“Getting old, Dick, getting old, like his master,” Rowan said with a touch of pathos. “I hear the Hunt talk of buying me another mount. It is good of them; very good. I am not supposed to know, of course.”
“And so you have come to find something up to your weight, eh?” I went on. He does not, I suppose, ride more than eight stone twelve in his hunting kit. He is the wiriest little man I have ever seen.
“No,” he answered. “I have come to have a last look at Sir Charles Thorold’s stud. It comes under the hammer to-morrow, as, of course, you know.”
“Thorold’s horses to be sold!” I exclaimed. “I had no idea. Then he has said good-bye to Rutland for good and all. I am sorry.”
“So am I, very. He is a man I have always liked. Naturally his name is in rather bad odour in the county just at present, but that does not in the least affect my own regard for him.”

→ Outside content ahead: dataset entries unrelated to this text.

PR #33, opened 2021-02-12
add a tox environment to build the docs

dlax:
This adds a tox environment to build the docs.
Also included one change to make the docs build with python 3.7.

### DIFF
--- a/docs/lib/libpq_docs.py
+++ b/docs/lib/libpq_docs.py
@@ -131,7 +131,7 @@ class LibpqReader:
         return self.app.config.libpq_docs_version
 
 
-@lru_cache
+@lru_cache()
 def get_reader():
     return LibpqReader()
 
--- a/tox.ini
+++ b/tox.ini
@@ -17,6 +17,13 @@ commands = mypy
 deps = mypy >= 0.800
 skip_install = true
 
+[testenv:docs]
+commands = sphinx-build -W -T -b html docs docs/_build/html
+deps =
+    ./psycopg3
+    -r docs/requirements.txt
+skip_install = true
+
 [flake8]
 max-line-length = 85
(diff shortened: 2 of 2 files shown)


dvarrazzo:
Do built docs end up in the `docs/_build` dir in psycopg3 or do they stay in some `.tox` dir?

dlax:
I put them in docs/_build as I noticed this was used for that already. 
But I can move them in .tox if you prefer.

dlax:
Hm, perhaps it should rather go to _docs/build/html?

dvarrazzo:
I think the best place is the one where they would go with a normal `make html`, so `docs/_build/html/`, so that then something down the pipeline knows where to find them instead of being inside a Tox hidden path. But as you are making this feature you probably have your use case in mind?

dlax:
> I think the best place is the one where they would go with a normal `make html`, so `docs/_build/html/`, so that then something down the pipeline knows where to find them instead of being inside a Tox hidden path.

Done.

> But as you are making this feature you probably have your use case in mind?

At the moment, it's just to be able to build the docs in one command so 
I can certainly use 'make serve' for that.

In general, as a casual user, I am often happy to find a tox entry point 
to build the documentation locally without bothering with setting up the 
environment myself. Many projects have this.

The tox entry point might also be worth plugging into travis-ci.

dvarrazzo:
> The tox entry point might also be worth plugging into travis-ci.

Yes, that was already up. It broke when I migrated from travis-ci.org to travis-ci.com. Maybe it's only an auth token problem though.

Anyway, happy to merge. Is the branch ready?

dlax:
> Anyway, happy to merge. Is the branch ready?

Yes it is. Thanks!

PR #36, opened 2021-02-28
ci: move to github actions

xrmx:
Started to poke a bit with converting CI to github actions, tests failing because confused travis addons as service when they are local postgresql server from postgres apt repo :) Will try to fix later this week but sharing my work anyway if anyone want to fix that up.


dvarrazzo:
Thank you: it seems a good start!

Version support  can be extended to Python 3.9 and Postgres 13 (and 14 when available). I believe updating it from the docker services will be easier - Travis didn't make it easy, hence the big difference between Postgres 10 and the others.

PR #39, opened 2021-03-05
Fix binary argument of conn.cursor() in tests

dlax:


dvarrazzo:
Thank you, cherry-picked.

I have improved over your commit, in the following  fa2cd24, to enable leak test on both the text and the binary output path, which is what my original code wanted to do.

PR #44, opened 2021-04-07
Re-export names from psycopg3.types

dlax:
This is useful to silent mypy errors when implicit reexport is disabled
(e.g. in strict mode) like:

    error: Module 'psycopg3.types' does not explicitly export attribute
    'Jsonb'; implicit reexport disabled  [attr-defined]

https://mypy.readthedocs.io/en/stable/command_line.html#cmdoption-mypy-no-implicit-reexport

Accordingly, we import Int4 from psycopg3.types directly in
test_copy.py.

### DIFF
--- a/psycopg3/psycopg3/types/__init__.py
+++ b/psycopg3/psycopg3/types/__init__.py
@@ -11,115 +11,128 @@ from ..proto import AdaptContext
 from . import array, composite, range
 
 # Wrapper objects
-from ..wrappers.numeric import Int2, Int4, Int8, IntNumeric, Oid
-from .json import Json, Jsonb
-from .range import Range
+from ..wrappers.numeric import (
+    Int2 as Int2,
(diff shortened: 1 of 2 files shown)


dvarrazzo:
Aww, that's so cumbersome to maintain... But I don't see other options here, right?

dlax:
Another option is to write each import as:

from .module import Symbol as Symbol

dvarrazzo:
I was thinking about that. It' still quite the duplication but at least it's local and there is not a long unstructured list at the bottom of the file.

dlax:
Ok; changed to `import X as X`.

Also, there's an open question at https://github.com/python/mypy/issues/10198 for that "issue".

dvarrazzo:
Yes, redundant but I feel better about the more localised duplication. Thank you: will merge!

PR #46, opened 2021-04-15
Pass 'dsn' value to ConnectionPool in tests

dlax:
Otherwise, those tests fail when there's no database named after current
user (typically, 'connection failed: database "denis" does not exist').

### DIFF
--- a/tests/pool/test_pool.py
+++ b/tests/pool/test_pool.py
@@ -146,7 +146,7 @@ def test_configure(dsn):
         with conn.transaction():
             conn.execute("set default_transaction_read_only to on")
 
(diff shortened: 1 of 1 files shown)


dvarrazzo:
Thank you, good catch.

I have cherry-picked your changeset, so I'll close this (github doesn't recognise it as a merge). However the same problem is also in the async pool: did you test the sync pool only? I have pushed a fix for that test module too.

dlax:
> However the same problem is also in the async pool: did you test the sync pool only?

I guess I just missed or forgot the errors on async pool. I confirm your 
follow-up commit solves the issue there as well, thanks.

PR #91, opened 2021-10-04
Define and use send(), fetch_many() and fetch() generators in C implementation

dlax:
It seems this would be useful for pipeline mode #74 and can already be used in `cursor.stream()`.


dvarrazzo:
Thank you. I'll look at this with more care later (the diff as shown by github is confusing: I'll look at it on my computer)

dlax:
(Just rebased on master, no change otherwise.)

dvarrazzo:
Also dropping that spurious `continue` at the end of the loop from the Python implementation...

PR #92, opened 2021-10-04
Explicitly disallow some mypy checks for tests/ (to improve developer experience)

dlax:
When running mypy on the tests/ directory, the top-level mypy
configuration is used and strict mode is thus enforced whereas tests
code is not typed. As mypy might be run in people editors by default,
the current situation makes this uncomfortable.

By disabling obvious checks, we get a nicer developer experience. A more
straightforward option would be to set 'check_untyped_defs = False', but
this would prevent valid code to be checked, so the current proposal is
a trade-off.

### DIFF
--- a/.mypy.ini
+++ b/.mypy.ini
@@ -13,3 +13,7 @@ ignore_missing_imports = True
 
 [mypy-shapely.*]
 ignore_missing_imports = True
+
+[mypy-tests.*]
+disallow_untyped_defs = False
+disallow_untyped_calls = False


dvarrazzo:
Why run mypy on the tests dir? They are not meant to be type-safe (certain tests just involve throwing wrong types at functions, plus I don't think mypy gets fixtures at all...)

I would be more ok with a test that disables mypy in the test dir altogether. I just didn't have the need to do it so far: for me these entries work and mypy doesn't run on other files:
```
[mypy]
files = psycopg/psycopg
mypy_path = psycopg_c, psycopg_pool
```

dlax:
In my experience (from other projects), running mypy in test files is quite useful as it would catch things early and it helps while writing tests. Thus I tend to enable this anyways.

Typically, here, with just `check_untyped_defs = False` and proper usage of the API (e.g. avoiding `cur.fetchone()[0]`), I can easily write "type-safe" tests and have my editor not complain, which is nice from my developer point of view.

Sure mypy sometimes spots deliberate errors, but they are not so common and we could just `#type: ignore` case-by-case, or process by gradual typing by disabling respective checks overall. (I even started doing that in psycopg a while ago, but did not finished.)

Fixtures (injected) are not getting typed (or maybe this has improved since I checked?), but this is not a problem in my experience because they would be inferred as `Any` and their usage would not generate errors.

The current configuration specifies which file to inspect when `mypy` is invoked without any path argument, but it does not prevent `mypy` to be run with other files (try running `mypy tests`), just as editors would do. There's an `exclude` configuration option, but I did not manage to have working.

dvarrazzo:
You are right: I forgot I did that but I actually configured my editor to not run mypy in `tests` directories.

I will give a go to your configuration and merge. I am positive to make the codebase friendly for you and for other devs :)

dvarrazzo:
Taking a look at it. I don't think I want to go about the chore of fixing all the subtle typing error in the tests: if they give an error that's ok, they are tests. In this moment mypy reports 162 errors.

image

I don't feel ok with these warning in my editor: they clobber other problems (e.g. flake8) and I am ok with `cur.fetchone()[0]` in the tests: if it raises an exception the test failed.

162 false positives in the tests code seems sloppy. For you, Is really better than avoiding to run mypy in the tests altogether? (which I wouldn't know how to do, by the way, because it doesn't seem there is a way to ignore all the errors in the package, and `exclude` doesn't work if a file name is generated).

If you think this improves the current state I will merge it, but probably I will personally go back to not run mypy in the tests dir.

By the way, I think that `.mypy.ini` can be improved with:

```diff
diff --git a/.mypy.ini b/.mypy.ini
index 46466c5..2c6008c 100644
--- a/.mypy.ini
+++ b/.mypy.ini
@@ -1,9 +1,8 @@
 [mypy]
-files = psycopg/psycopg
+files = psycopg/psycopg, psycopg_pool/psycopg_pool, psycopg_c/psycopg_c
 warn_unused_ignores = True
 show_error_codes = True
 strict = True
-mypy_path = psycopg_c, psycopg_pool
 
 [mypy-pytest]
 ignore_missing_imports = True
```

because at the moment it doesn't run checks in the pool code and C extension (where there's probably just a handful of files anyway). I also see that now mypy config can be written in `pyproject.toml`. But I'll make these changes after we decide what to do with this MR, to avoid to get in your way :)

dlax:
For the test file I'm writing now, mypy is happy with just these two checks disabled; so, yes, this would improve the situation for me :)

I cannot (easily) disable mypy for `tests/` directories in my editor config because I want it enabled in other projects.

I'm also fine with other changes you suggest; thank you!

dvarrazzo:
Here you go :)

dvarrazzo:
@dlax heads up: I have just merged https://github.com/psycopg/psycopg/commit/d8cdbbcf6d9ca567f07a119623f002c906030752 so, after you pull from master, you might want to run `pip install -e ./psycopg[dev]` again to install the typing extensions.

dlax:
Great!
Thanks for the heads up.

PR #93, opened 2021-10-05
Pipeline mode

dlax:
This adds support for connection pipeline mode #74 on Python side.

- the API is to be discussed
- works with sync and async connection/cursor
- at the moment, the user needs to call `PQpipelineSync()` themselves at least once in the pipeline; perhaps we'd want to do this ourselves (e.g. at transaction scope as suggested in postgres doc)
- some things do not work (yet) in this mode, like server-side cursor, `cursor.stream()`, update of query prepare state
- there's propbably some code duplication that can benefit from a refactoring
- I'm not sure yet about `PQflush()` calls (already there) vs. `PQpipelineSync()`, so I need to investigate more about this

Still draft, but happy to get feedback anyways. I'd suggest to review commit-by-commit.

### DIFF
--- a/psycopg/psycopg/connection.py
+++ b/psycopg/psycopg/connection.py
@@ -7,8 +7,9 @@ psycopg connection objects
 import logging
 import warnings
 import threading
+from collections import deque
 from types import TracebackType
-from typing import Any, Callable, cast, Dict, Generic, Iterator, List
+from typing import Any, Callable, cast, Deque, Dict, Generic, Iterator, List
 from typing import NamedTuple, Optional, Type, TypeVar, Union
 from typing import overload, TYPE_CHECKING
 from weakref import ref, ReferenceType
@@ -37,6 +38,7 @@ from .server_cursor import ServerCursor
 
 if TYPE_CHECKING:
     from .pq.abc import PGconn, PGresult
+    from .cursor import BaseCursor
     from psycopg_pool.base import BasePool
 
 logger = logging.getLogger("psycopg")
@@ -81,16 +83,24 @@ Notify.__module__ = "psycopg"
 NoticeHandler = Callable[[e.Diagnostic], None]
 NotifyHandler = Callable[[Notify], None]
 
+PipelineQueue = Deque[Optional["BaseCursor[Any, Any]"]]
+
 
 class BasePipeline:
-    def __init__(self, pgconn: "PGconn") -> None:
+    def __init__(self, pgconn: "PGconn", queue: PipelineQueue) -> None:
         self.pgconn = pgconn
+        self._queue = queue
+
+    def __len__(self) -> int:
+        return len(self._queue)
 
     def _status(self) -> pq.PipelineStatus:
         return self.pgconn.pipeline_status()
 
     def _sync(self) -> None:
         self.pgconn.pipeline_sync()
+        self._queue.append(None)
+        logger.debug("sent a sync message to pipeline")
 
 
 class Pipeline(BasePipeline):
@@ -153,6 +163,11 @@ class BaseConnection(Generic[Row]):
 
         # Attribute set when the connection enters pipeline mode.
         self._pipeline_mode = False
+
+        # Attribute only set when the connection is in pipeline mode; this
+        # contains either a cursor, if queued query is expected to have data
+        # in its results or None otherwise.
+        self._pipeline_queue: PipelineQueue = deque()
 
         # Time after which the connection should be closed
         self._expire_at: float
@@ -455,6 +470,8 @@ class BaseConnection(Generic[Row]):
 
         if self._pipeline_mode:
             yield from send(self.pgconn)
+            self._pipeline_queue.append(None)
+            logger.debug("sent command '%s' in pipeline", command.decode())
             return None
 
         result = (yield from execute(self.pgconn))[-1]
@@ -534,7 +551,32 @@ class BaseConnection(Generic[Row]):
     def _fetch_many_gen(self) -> PQGen[List["PGresult"]]:
         """Return results of one query from the database."""
         results = yield from fetch_many(self.pgconn)
+        logger.debug(
+            "received '%s' result(s) from pipeline",
+            ", ".join(pq.ExecStatus(r.status).name for r in results),
+        )
         return results
+
+    def _end_pipeline_gen(self) -> PQGen[None]:
+        """Empty the pipeline queue from unfetched results, usually those from
+        commands (e.g. COMMIT) or pipeline synchronization points which
+        results are not expected to be fetched by the user.
+        """
+        while self._pipeline_queue:
+            queued = self._pipeline_queue.popleft()
+
+            if queued is not None:
+                raise e.ProgrammingError(
+                    f"{queued} has unfetched results in the pipeline"
+                )
+
+            results = yield from self._fetch_many_gen()
+
+            (result,) = results
+            if result.status == ExecStatus.FATAL_ERROR:
+                raise e.error_from_result(
+                    result, encoding=pgconn_encoding(self.pgconn)
+                )
 
 
 class Connection(BaseConnection[Row]):
@@ -797,11 +839,14 @@ class Connection(BaseConnection[Row]):
 
         :rtype: Pipeline
         """
+        assert not self._pipeline_queue
         self.pgconn.enter_pipeline_mode()
         self._pipeline_mode = True
         try:
-            yield Pipeline(self.pgconn)
+            yield Pipeline(self.pgconn, self._pipeline_queue)
         finally:
+            with self.lock:
+                self.wait(self._end_pipeline_gen())
             self.pgconn.exit_pipeline_mode()
             self._pipeline_mode = False
 
--- a/psycopg/psycopg/connection.py
+++ b/psycopg/psycopg/connection.py
@@ -78,6 +78,28 @@ NoticeHandler = Callable[[e.Diagnostic], None]
 NotifyHandler = Callable[[Notify], None]
 
 
+class BasePipeline:
+    def __init__(self, pgconn: "PGconn") -> None:
+        self.pgconn = pgconn
+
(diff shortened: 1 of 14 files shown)


psycopg/psycopg/connection.py
```diff
@@ -125,6 +147,9 @@ def __init__(self, pgconn: "PGconn"):
         # apart a connection in the pool too (when _pool = None)
         self._pool: Optional["BasePool[Any]"]
 
+        # Attribute set when the connection enters pipeline mode.
+        self._pipeline_mode = False
```
dvarrazzo, line 165: Why do you say that the code would be more complicated using `PGconn.pipeline_status()`? It doesn't seem to create problems in async too. I would prefer to do that: where we could, I tried to avoid to add Python state and rely on the pgconn state only (e.g. there are no explicit status, transaction_status, closed...)

psycopg/psycopg/connection_async.py
```diff
@@ -34,6 +34,17 @@
 logger = logging.getLogger("psycopg")
 
 
+class AsyncPipeline(BasePipeline):
+    """Handler for async connection in pipeline mode."""
+
+    async def status(self) -> PipelineStatus:
```
dvarrazzo, line 40: Why is this an async method? `PQpipelineStatus` is only a C member lookup, it doesn't do I/O. I think we should make `status` a property of `BasePipeline`.

Actually, looking at the `pq` wrappers, I think that `pq.pipeline_status` might be a property and we could actually wrap all the three status/enter/exit under a writable property. I've looked at the source code and none of them should do any I/O.

tests/test_pipeline_async.py
```diff
@@ -0,0 +1,22 @@
...
+
+
+async def test_pipeline_status(aconn):
+    assert not aconn._pipeline_mode
+    async with aconn.pipeline() as p:
+        assert await p.status() == pq.PipelineStatus.ON
+        assert aconn._pipeline_mode
+        await p.sync()
+        r = aconn.pgconn.get_result()
+        assert r.status == pq.ExecStatus.PIPELINE_SYNC
```
dvarrazzo: The reason to make `status` a property: we would have `pipeline.status()` but `result.status` :)

psycopg/psycopg/cursor.py
```diff
@@ -275,6 +287,9 @@ def _stream_send_gen(
         self._last_query = query
 
     def _stream_fetchone_gen(self, first: bool) -> PQGen[Optional["PGresult"]]:
+        assert (
+            not self._conn._pipeline_mode
+        ), "pipeline mode not supported"  # TODO
```
dvarrazzo, line 302: I would just deny the use of `stream()` in pipeline mode. They seem two different use cases:
- pipeline is to send several operations in parallel from separate threads
- stream is for a single slow operation that doesn't produce all the result at the time of call.
So I don't see why people should try to call stream() in a pipeline() block :)

So I would just make calling `stream()` under `pipeline()` to raise a `ProgrammingError`.

psycopg/psycopg/server_cursor.py
```diff
@@ -108,6 +108,7 @@ def _close_gen(self, cur: BaseCursor[ConnectionType, Row]) -> PQGen[None]:
                 "SELECT 1 FROM pg_catalog.pg_cursors WHERE name = {}"
             ).format(sql.Literal(self.name))
             res = yield from cur._conn._exec_command(query)
+            assert res is not None, "pipeline mode not supported"  # TODO
```
dvarrazzo, line 111: server-side cursors in pipeline mode. mmm... It might be useful but it might pretty complicated maybe?

I'd be tempted to raise `NotSupportedError` to leave the door open to think about it in the future but leave it out of the first implementation.

psycopg_c/psycopg_c/pq/libpq.pxd
```diff
@@ -294,6 +294,8 @@ cdef extern from *:
 #endif
 
 #if PG_VERSION_NUM < 140000
+int PGRES_PIPELINE_SYNC = 10;
```
dvarrazzo, line 297: This becomes a module variable, so I think it should be declared static... But probably a `#define PGRES_PIPELINE_SYNC 10` is even better.

psycopg/psycopg/connection.py
```diff
@@ -534,8 +551,33 @@ def _rollback_gen(self) -> PQGen[None]:
...
 
+    def _end_pipeline_gen(self) -> PQGen[None]:
+        """Empty the pipeline queue from unfetched results, usually those from
+        commands (e.g. COMMIT) or pipeline synchronization points which
+        results are not expected to be fetched by the user.
+        """
+        while self._pipeline_queue:
+            queued = self._pipeline_queue.popleft()
+
+            if queued is not None:
```
dvarrazzo, line 568: Is it really an error condition to have unfetched results? What if the user doesn't care (e.g. UPDATE or SELECT for a side effect)? I could also see race conditions in case the cursor is managed by a thread while the pipeline block is managed by the main thread (which sounds like a likely way to use it).

psycopg/psycopg/cursor.py
```diff
@@ -502,6 +514,47 @@ def _scroll(self, value: int, mode: str) -> None:
             raise IndexError("position out of bound")
         self._pos = newpos
 
+    def _fetch_pipeline_gen(self) -> PQGen[None]:
```
dvarrazzo, line 517: In this method, if I understand correctly, when a cursor receives an execute*() call, it will go in the connection queue, look for itself in the cursors to wait, dispatching previously received results to the respective other cursors, and then proceed on.

It doesn't feel the most straightforward implementation to me. There is the initial check if the cursor is in the pipeline which is O(n) (in a likely small n, sure). But the entire idea of getting the result to be driven by the user seems backwards compared to the flow of information: who is in charge here is the connection and the results it receives.

The way I was thinking about this algorithm is more:

- the connection has a queue of cursors that have executed a statement
- the cursor has a `queued` [`threading.Event`](https://docs.python.org/3/library/threading.html#event-objects). This object has `clear()` and `set()` methods to change its state and a `wait()` method. If `wait()` is called when the event is cleared, it will block, until another thread calls `set()`. If it waits when set, it doesn't block.

Things that happen:

- on cursor.execute():
  - the connection executes the query
  - the connection puts the cursor in the queue
  - `cursor.queued.clear()` is called.

- on cursor.fetch()
  - the cursor `wait()` on the queued event, meaning that it will blocked if its result hasn't arrived yet, otherwise will waste no time
  - the cursor processes the result

- when the connection receives the result:
  - it takes the first item from the cursors queue
  - sets the result on the cursor
  - calls `set()` the queued event to release a thread eventually stuck on a fetch() or to mark it ready to fetch if the client hasn't requested a result yet.

I feel this organisation more natural, with the connection "dealing" results as they come and every cursor only in charge of its own state, not changing the state of the connection and of other cursors.

What do you think?

tests/test_pipeline_async.py
```diff
@@ -1,34 +1,47 @@
...
 from psycopg import pq
+from psycopg.errors import UndefinedTable
 
 pytestmark = [
     pytest.mark.asyncio,
     pytest.mark.libpq(">=14"),
 ]
 
 
+@pytest.fixture(autouse=True)
```
dvarrazzo, line 15: What are these fixtures for?

dvarrazzo:
>     * the API is to be discussed

Controversial idea: what if psycopg was _always_ in pipeline mode, instead of managing a context? Would that be a possibility?

The pipeline mode is only a libpq construct, it is not a protocol concept, and async-oriented clients that don't use the libpq pretty much do that (a rust driver I read some conversations about does that, at least)


> Still draft, but happy to get feedback anyways. I'd suggest to review commit-by-commit.

I wanted to tell you: thank you very much for this work so far and for the organisation of your patches: your changeset was very readable so far :)

psycopg/psycopg/connection_async.py
dlax: You're totally right. I'm still kind of looking for the way in libpq API so my reasoning is sometimes wrong. Thanks for the suggestion, I'll apply that pattern.

tests/test_pipeline.py
```diff
@@ -17,3 +18,176 @@ def test_pipeline_status(conn):
...
+        assert pgconn.get_result() is None
+
+        r = pgconn.get_result()
+        assert r.status == pq.ExecStatus.PIPELINE_SYNC
+
+
+@pytest.mark.xfail
+def test_auto_prepare(conn):
+    # Auto prepare does not work because cache maintainance requires access to
+    # results at the moment.
```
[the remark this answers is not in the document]
dlax: Yes, that's doable I think (hence xfail tests already there). I had the same idea basically.

psycopg/psycopg/cursor.py
```diff
@@ -242,13 +247,20 @@ def _maybe_prepare_gen(
...
+            else:
+                (result,) = yield from execute(self._pgconn)
+                if result.status == ExecStatus.FATAL_ERROR:
+                    raise e.error_from_result(
+                        result, encoding=pgconn_encoding(self._pgconn)
+                    )
             self._send_query_prepared(name, pgq, binary=binary)
 
+        if pipeline_mode:
+            yield from send(self._pgconn)
```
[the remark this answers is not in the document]
dlax: That `send()` in the "else" case is for `PQsendPrepare` but there is then a `PQsendQueryPrepared` issued later, which is sent by this one. Unless I'm mistaken, the logic did not change as there already was (possibly) two `execute()` before.

dlax:
Hm, windows builds fail with `LINK : fatal error LNK1181: cannot open input file 'libpq.lib'`.

dlax:
@dvarrazzo, I am worried that this might lead nowhere if I keep iterating over the initial implementation, as I did until now. So I would rather start over based on the design discussions we had here and resubmit another (or several other) PR.

dlax:
Replaced by #116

“It wouldn’t,” I said to him. “You are not that sort, Rowan. It is a pity there are not more like you about.”
He changed the subject by asking if I had seen Sir Charles and Lady Thorold lately.
“I have not seen Lady Thorold since the Houghton affair,” I answered. “I have seen Sir Charles, but not to speak to.”
I recollected how I had caught a glimpse of him in that house in Belgrave Street.
“You have heard the latest about Miss Thorold, of course?” he said, as we passed into the Yard, which at this hour—about four o’clock—was crowded with well-dressed men and women.